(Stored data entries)

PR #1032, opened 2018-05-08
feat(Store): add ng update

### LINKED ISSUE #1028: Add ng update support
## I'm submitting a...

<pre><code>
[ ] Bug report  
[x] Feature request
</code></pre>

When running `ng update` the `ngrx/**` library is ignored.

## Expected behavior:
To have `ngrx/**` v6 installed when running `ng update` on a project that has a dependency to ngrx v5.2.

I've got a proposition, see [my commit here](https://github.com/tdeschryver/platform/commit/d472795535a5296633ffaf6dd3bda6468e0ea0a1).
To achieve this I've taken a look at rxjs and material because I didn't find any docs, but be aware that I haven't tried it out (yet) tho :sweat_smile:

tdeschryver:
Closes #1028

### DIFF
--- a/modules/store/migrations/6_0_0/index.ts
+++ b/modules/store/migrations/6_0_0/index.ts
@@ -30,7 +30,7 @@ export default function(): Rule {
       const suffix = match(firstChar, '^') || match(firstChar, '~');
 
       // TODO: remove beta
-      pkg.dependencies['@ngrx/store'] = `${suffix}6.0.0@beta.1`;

--

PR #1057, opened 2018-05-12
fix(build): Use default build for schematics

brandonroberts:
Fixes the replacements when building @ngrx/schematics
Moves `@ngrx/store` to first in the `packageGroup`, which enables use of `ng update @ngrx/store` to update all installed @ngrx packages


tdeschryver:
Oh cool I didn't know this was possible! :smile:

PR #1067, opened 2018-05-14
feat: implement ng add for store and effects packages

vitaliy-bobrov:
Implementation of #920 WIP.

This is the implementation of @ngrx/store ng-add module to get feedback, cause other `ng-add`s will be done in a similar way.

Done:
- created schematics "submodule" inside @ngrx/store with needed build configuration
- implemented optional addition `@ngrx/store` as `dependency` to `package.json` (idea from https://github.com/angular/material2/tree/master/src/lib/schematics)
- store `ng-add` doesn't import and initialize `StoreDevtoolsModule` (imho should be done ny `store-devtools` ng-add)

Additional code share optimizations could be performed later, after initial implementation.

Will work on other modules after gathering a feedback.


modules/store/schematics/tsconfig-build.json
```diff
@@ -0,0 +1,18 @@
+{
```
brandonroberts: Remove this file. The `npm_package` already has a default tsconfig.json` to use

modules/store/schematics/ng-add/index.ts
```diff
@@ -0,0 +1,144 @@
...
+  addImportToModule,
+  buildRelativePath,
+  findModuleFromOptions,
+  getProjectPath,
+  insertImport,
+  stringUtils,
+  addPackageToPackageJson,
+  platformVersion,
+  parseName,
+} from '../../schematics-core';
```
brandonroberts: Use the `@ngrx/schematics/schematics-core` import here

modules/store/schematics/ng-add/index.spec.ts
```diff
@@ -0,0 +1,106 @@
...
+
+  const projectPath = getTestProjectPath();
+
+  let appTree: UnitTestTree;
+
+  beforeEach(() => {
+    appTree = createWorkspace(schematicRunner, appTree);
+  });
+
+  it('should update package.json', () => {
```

...

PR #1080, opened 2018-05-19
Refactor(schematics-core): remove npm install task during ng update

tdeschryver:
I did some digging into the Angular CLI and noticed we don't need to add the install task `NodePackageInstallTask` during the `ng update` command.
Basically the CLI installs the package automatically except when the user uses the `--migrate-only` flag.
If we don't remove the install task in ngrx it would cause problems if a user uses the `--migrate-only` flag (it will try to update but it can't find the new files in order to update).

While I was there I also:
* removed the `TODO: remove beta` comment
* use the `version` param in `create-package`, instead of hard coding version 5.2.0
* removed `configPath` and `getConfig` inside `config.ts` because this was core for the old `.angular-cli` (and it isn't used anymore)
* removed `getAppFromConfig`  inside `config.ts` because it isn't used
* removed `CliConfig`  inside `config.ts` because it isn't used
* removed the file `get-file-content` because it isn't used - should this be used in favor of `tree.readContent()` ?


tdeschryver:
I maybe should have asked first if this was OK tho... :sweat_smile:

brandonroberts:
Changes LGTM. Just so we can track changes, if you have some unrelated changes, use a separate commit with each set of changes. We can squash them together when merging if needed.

# Aim of the task:
Count the lines above that contain the word "during". Give only the number.

# Answer box:
2